Если бы это был не Танджиро, то мечник выглядел бы смешно — нервное ранее дыхание, нелепый взгляд, столкнувшийся с его, длинное пребывание в раздумыях, и понятные с первого раза, чёрт их, эмоции, которые человечество издавна решило назвать «признаками долговечной любви».
Когда Камадо спустился со своих мечтательных грёз на землю, в лицо поднялась чашка с мачтой, облив его голову и часть плеч. Впервые. Похоже, из-за небдительности. Виднеется скрытый виноватый взгляд в Цуюри, якобы намекая, что на это его подтолкнули. Порошковый зелёный чай становился липким, заставляя одежду примкнуть к коже, а волосы и вовсе стать прямыми. У него дернулся угол рта. Огонь ощущался внутри, как вторая кожа, похожее на приятный шёлк: чувственное, мягкое, и готовое вспыхнуть в любой момент от случайной искры.
Канао опрятный. Заботливо — точнее, воспитанно, ибо первое себе надумал Танджиро — принёс ему чистое полотенце.
Расцепил ладони, перестав нервно трепать колени под столом, и принял это действие.
Канао тихий. Никогда не был слышен его голос. Невзрачно хотелось услышать. Это выглядело неуместно грубо, если Камадо посчитал, что это будет непростительно с его стороны — просить о таком.
— Ты уже обречён, Танджиро. — снова шепчет, понимая всю ситуацию. Ним полностью овладела это желание. Желание быть «рядом».
Канао привлекательный. Одна лишь улыбка чего стоит, что упоминается довольно часто, чем собственное имя.
Правильно. Так и должно быть.
Ещё одно.
Канао любит природу. Любит наблюдать за полётом птиц. Любит быть на заднем дворе Поместья Бабочек. Любит быть в окружении бабочек, всматриваясь в окрас их крыльев.

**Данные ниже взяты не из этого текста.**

PR #173, opened 2016-03-09
Watch

erikh:
This provides a high-level interface to etcd watches and ports WatchGlobal to use it.

Will be used by an upcoming volsupervisor rewrite.


mapuri:
LGTM

PR #175, opened 2016-03-10
Bump box

erikh:
This bumps the box version to 0.3.0 and adds improvements in provisioning speed.


erikh:
that's the sshd timing out because the code is hitting it too hard. I'll re-run, and address that in another patch.

PR #176, opened 2016-03-14
volsupervisor: rewritten

### LINKED ISSUE #156: snapshots race volume remove
I noticed today that the process of taking a snapshot can race `volcli volume remove` when the snapshot delay is short enough so that they compete.

erikh:
This rearchitects the volsupervisor and many things around it.

A limited changelog:

* Add functionality to take multiple locks at once
  * lock.ExecuteWithMultiUseLock() takes multiple use locks, a wait attribute,
    and a timeout.
  * Snapshot locks are now in use:
    * remove operations now take a snapshot lock as well as a mount lock; this
      allows it to remove volumes and their snapshots.
* Watch interface changes:
  * watch.Watch is now the core unit of transfer; each function is required to
    set Config on its way out.
* Config changes:
  * config.WatchGlobal uses watch.Watch interface
  * config.WatchVolume is new and uses the watch.Watch interface. Consumed by
    volsupervisor.
* Volsupervisor:
  * Rewritten from the ground up
  * Now schedules each snapshot create/prune in a goroutine, allowing multiple,
    independent snapshots to be taken at the same time.

Fixes #156


erikh:
fixes #156

unclejack:
LGTM

erikh:
@mapuri is busy today so I'm just going to merge this so we can move forward.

Естественно, любит подбрасывать монетку. Это и стало стимулом того, чтобы впервые заговорить в ответ. Танджиро пришлось сильно сдерживать себя в руках, дабы не прыгать на ровном месте от большой радости. Голос соответствует своему обладателю — тихий, плавный, добрый, напористый, умиротворённый, желанный, чуть серьёзный.

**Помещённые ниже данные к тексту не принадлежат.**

PR #179, opened 2016-03-14
Use exec

erikh:
requires #178 #176

This implements functionality to execute a command under use lock.


volcli/volcli.go
```diff
@@ -567,3 +572,73 @@ func useTheForce(ctx *cli.Context) (bool, error) {
...
+
+	args := ctx.Args()[1:]
+	if args[0] == "--" {
+		if len(args) < 2 {
+			return true, fmt.Errorf("You must supply a command to run")
+		}
+		args = args[1:]
+	}
+
+	err = lock.NewDriver(cfg).ExecuteWithMultiUseLock([]config.UseLocker{um, us}, true, 0, func(ld *lock.Driver, uls []config.UseLocker) error {
```
mapuri: just wondering, should be pick the timeout from `GlobalConfig` instead of fixing it to zero?

mapuri:
LGTM, this can pretty nice debug utility to test lock issues I think.

volcli/volcli.go
erikh: Not in this case. We want to hang as long as the user doesn't SIGINT us.

mapuri: ah, ok makes sense

Issue #181, opened 2016-03-16
Re-upload of policy orphans volumes


erikh:
reproduction:

```
volcli policy upload policy1 < /testdata/intent1.json
volcli volume create policy1/test
volcli policy upload policy1 < /testdata/fastsnap.json
volcli volume create policy1/test2
volcli volume list-all
<output>
policy1/test2
</output>
```

The resulting `policy1/test` is still in existence, but its etcd record is gone, basically orphaning it.

This should be an easy patch so I would ask that some others on the team could take it?

mapuri:
@erikh I can look into this. I am assuming the correct behavior would be to fail the second upload if policy with that name already exists, right?

mapuri:
ah, nvm I think I got it wrong. This is the case where user wants to update the intent so the volumes with old intent should have continued to exist.

erikh:
Correct on the last post; we re-upload the policy without trashing the volumes.

PR #183, opened 2016-03-16
systemtest for policy update

mapuri:
@erikh this is just the test for #181 

Somehow for me the test succeeds, so wanted to get your review once in case I am missing something wrt reproduction. In any case having this test seems like good.


erikh:
I looked into this, and I think this happened while I was implementing the snapshot copy features so I may have broken something there instead. I will keep an eye out for it, but let's resolve it for now with this test.

Merge when CI completes if you see it before I do.

fixes #181

erikh:
looks like something bugged out here, can you re-push?

mapuri:
yes, I pushed it again. I think this might have been related to my go version update on CI nodes.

На кон было поставлен самостоятельный выбор Канао — в мыслях Танджиро выбрал то, что когда-нибудь признается. Бросил. Поймал. Радостно жестикулировал.

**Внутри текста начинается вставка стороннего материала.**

PR #184, opened 2016-03-16
Volume snapshot copy

erikh:
This implements `volcli volume snapshot` commands:

* `volcli volume snapshot list` will list all snapshots for a given volume
* `volcli volume snapshot copy` will copy a snapshot from volume A into new volume B (under the same policy)

Please take a close look here as a lot has changed.

/cc @jainvipin @mapuri @unclejack

### DIFF
--- a/storage/backend/ceph/ceph.go
+++ b/storage/backend/ceph/ceph.go
@@ -15,10 +15,11 @@ import (
 
 	"github.com/contiv/volplugin/executor"
 	"github.com/contiv/volplugin/storage"
+
+	log "github.com/Sirupsen/logrus"
 )
 
 const (
-	deviceBase = "/dev/rbd"
 	// BackendName is string for ceph storage backend
 	BackendName = "ceph"
 )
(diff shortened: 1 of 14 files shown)


erikh:
@mapuri this is ready for review when you have time.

Оба удивились. Цуюри от шока и действий непутёвого собеседника, а Камадо своей удачливости.
Значит, можно признаться, что Танджиро по уши влюбился в него?
— Да, возможно.
Снова вслух. Но Цуюри приметил, что не это сейчас главное.
Он напротив, ладони на лице, на плечах от шока тяжесть, глаза в глаза; в монохромных радужках юноша видел свое отражение, смущенное, на грани здравого мышления, будто загнанное в угол, неизбежное. В Цугуко не было этих признаков. Дышал умеренно, смотрел, как в пропасть — вновь улыбался.
Канао привлек Танджиро, как и он его. Однако, пока не решается открыто говорить том, чем и «заразил» его Камадо. Поэтому будет отмалчиваться и наблюдать со стороны, подбирая наиболее удачный момент, чтобы однажды так же, как и он, открыться;
А пока будет творить с ним эти двусмысленные действия, проявляя то ли заботу, то ли обещание на совместное будущее.